Beinart certainly knows that a call for a Jewish boycott is a poke in the eye, not just to the settler movement in Israel but to the Jewish people around the world.  To be sure, Israel is now forced to confront one of the fundamental flaws in the Zionist idea — Palestine was never “a people without a land for a land without a people,” and no one has a good solution to the problem of Arab-Jewish co-existence. But Beinart is far too smart to believe that any significant number of Jews in America will use the checkbook as a weapon against their fellow Jews in Israel.

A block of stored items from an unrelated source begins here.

PR #9502, opened 2025-07-26
ci: introduce changesets

lachlancollins:
## 🎯 Changes

As discussed on Discord (private channel): https://discord.com/channels/719702312431386674/1345158793675276319

See also: https://github.com/TanStack/config/pull/218 and https://github.com/TanStack/virtual/pull/946

## ✅ Checklist

- [x] I have followed the steps in the [Contributing guide](https://github.com/TanStack/config/blob/main/CONTRIBUTING.md).
- [x] I have tested this code locally with `pnpm test:pr`.

## 🚀 Release Impact

## Summary by CodeRabbit

- Chores
  - Adopted Changesets for versioning, changelogs, and publishing; added Changesets config, scripts, and dev tooling.
  - Removed a custom publish script and simplified package metadata for an internal integration package.

- Documentation
  - Updated CONTRIBUTING to a Changesets-based release workflow and clarified test/setup guidance.
  - Added a PR template with change summary, checklist, and release-impact guidance.

- CI
  - Updated release workflow to run on push with staged versioning, automatic commit of version files, and publish steps via Changesets.


.github/workflows/release.yml
```diff
@@ -1,11 +1,6 @@
-name: ci
+name: Release
 
 on:
-  workflow_dispatch:
-    inputs:
-      tag:
-        description: override release tag
-        required: false
```
TkDodo, line 8: I think we need this to trigger manual releases from the github actions workflow

TkDodo: or rather, we “needed” this. how can I force publish a release with changesets only?

CONTRIBUTING.md
```diff
@@ -237,7 +167,7 @@ Use an appropriate commit type. Be especially careful with breaking changes.
 
 ## Releases
 
-For each new commit added to `main` with `git push` or by merging a pull request or merging from another branch, a GitHub action is triggered and runs the `semantic-release` command to make a release if there are codebase changes since the last release that affect the package functionalities.
+For each new commit added to `main`, a GitHub Workflow is triggered which runs the [Changesets Action](https://github.com/changesets/action). This generates a preview PR showing the impact of all changesets. When this PR is merged, the package will be published to NPM.
```
TkDodo, line 170: this sounds like more work for maintainers. Previously, I just merged a PR with `fix:` or `feat:` prefix in the commit message (which I could alter while squash merging if someone didn’t do that correctly) and it would auto-trigger a release. Now I have to:

- generate a changeset or remind people to do that
- wait for the preview PR to show up
- merge that, too

.github/workflows/release.yml
lachlancollins: Yes you can do this with changesets alone!

CONTRIBUTING.md
lachlancollins: Hey @TkDodo , yes it's definitely an extra step, maybe this wasn't explicitly addressed in that Discord thread. I'll still advocate for this change as I believe the downsides are outweighed by the benefits, but happy to discuss further on Discord!

CONTRIBUTING.md
```diff
@@ -155,79 +155,9 @@ You can use Gitpod (An Online Open Source VS Code like IDE which is free for Ope
...
-| ------------------------------------------------------------------------------------------------------------------------------------------------------------------------------------------------- | -------------------------- |
-| fix(pencil): stop graphite breaking when too much pressure applied                                                                                                                                | Patch Release              |
-| feat(pencil): add `graphiteWidth` option                                                                                                                                                          | ~~Minor~~ Feature Release  |
-| perf(pencil): remove `graphiteWidth` option<br/><br/>BREAKING CHANGE: The `graphiteWidth` option has been removed.<br/>The default graphite width of 10mm is always used for performance reasons. | ~~Major~~ Breaking Release |
-
-### Revert
-
-If the commit reverts a previous commit, it should begin with `revert:`, followed by the header of the reverted commit. In the body it should say: `This reverts commit <hash>.`, where the hash is the SHA of the commit being reverted.
```
sukvvon, line 230: @lachlancollins 

Hello,
I noticed that the `commit message conventions` section in the `CONTRIBUTING.md` appears to be removed in this update, so I wanted to check.
Could you please share if there is any particular reason or background for removing this section?
Since it seems to be an important part of maintaining the team’s commit message conventions, I’d like to better understand.
Thank you!

lachlancollins: Hey @sukvvon , the commit messages are currently more important because they directly influence versioning logic. With changesets, the commit messages no longer affect versioning. I'm happy to keep in a section about writing good commit messages, but I don't think it needs to be as extensive!

sukvvon: > Hey @sukvvon , the commit messages are currently more important because they directly influence versioning logic. With changesets, the commit messages no longer affect versioning. I'm happy to keep in a section about writing good commit messages, but I don't think it needs to be as extensive!

@lachlancollins 

https://github.com/pmndrs/zustand/blob/main/CONTRIBUTING.md#committing

How about referring to the link above? It’s a brief version I wrote before, and I think it can meet our needs!

AhmedBaset:
There is one disadvantage of using Changesets over the current setup, though I'm not sure if it's a valid point for you to consider here. With the current setup, people subscribing to GitHub releases receive a single notification/a single release on the releases page. With Changesets, however, there would be tons. A "RELEASE ALL" in the query repo would make 23 releases and send 23 notifications to subscribers.

Screenshot_20250922_122955_Chrome

lachlancollins:
> There is one disadvantage of using Changesets over the current setup, though I'm not sure if it's a valid point for you to consider here. With the current setup, people subscribing to GitHub releases receive a single notification/a single release on the releases page. With Changesets, however, there would be tons. A "RELEASE ALL" in the query repo would make 23 releases and send 23 notifications to subscribers.

Hey @AhmedBaset , it's definitely quite noisy. One "solution" is to disable release notifications by choosing custom watch events. If you want to keep these notifications though, I don't think there is a way to merge them together, sorry!

image

CONTRIBUTING.md
lachlancollins: Hey @sukvvon , I think it's probably a good idea to revisit the contributing guide in a separate issue/PR, as I'm sure it could do with a more extensive update. I'm going to resolve this here, but I would like it to be continued!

Indeed, Jews who live in security and prosperity in the United States are — or should be — reluctant to dictate to Jews who live under the threat of annihilation in Israel how they should deal with the dangers that beset them.  We may share Beinart’s conviction that the occupation of the West Bank is ultimately an existential threat to Israeli democracy — it is also Goodman’s belief, and Gorenberg’s, and Ben-Ami’s — but, after all, the rockets are falling on Ashdod, Beersheba and Eilat rather than Dupont Circle, Union Square or Westwood Village.

Israel will survive Beinart’s book, which suggests that all of the anxiety directed at his book is overstated.  A more subtle point is also true — Beinart only subverts himself by calling on American Jews to boycott Israel.  He may sell more copies by charging his book with such an explosive idea, but he is unlikely to convert even his like-minded readers to his own way of thinking.

Of course, I think he knew it all along.